■ **PROBLEM REQUIREMENTS**
Copy out every entry, keeping each character the same.

== MATERIAL SHOWN ==

PR #3222, opened 2024-03-16
COMPAT: pandas 3 removes `method` kwarg to fillna

m-richards:
ffill/ bfill methods are to be used instead, neither of which are implemented on a GeoSeries


martinfleis (approved):
We may want to do this conditionally depending on pandas version but this is fine with me at this point.

jorisvandenbossche:
> We may want to do this conditionally depending on pandas

If a user explicitly sets it, it should still be passed through with the `kwargs`, I assume, and then you should still get the error about it not being supported when being on older pandas versions.

jorisvandenbossche (approved):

===

■ **OUTPUT FOR THIS EXERCISE**
PR #3222, opened 2024-03-16
COMPAT: pandas 3 removes `method` kwarg to fillna

m-richards:
ffill/ bfill methods are to be used instead, neither of which are implemented on a GeoSeries


martinfleis (approved):
We may want to do this conditionally depending on pandas version but this is fine with me at this point.

jorisvandenbossche:
> We may want to do this conditionally depending on pandas

If a user explicitly sets it, it should still be passed through with the `kwargs`, I assume, and then you should still get the error about it not being supported when being on older pandas versions.

jorisvandenbossche (approved):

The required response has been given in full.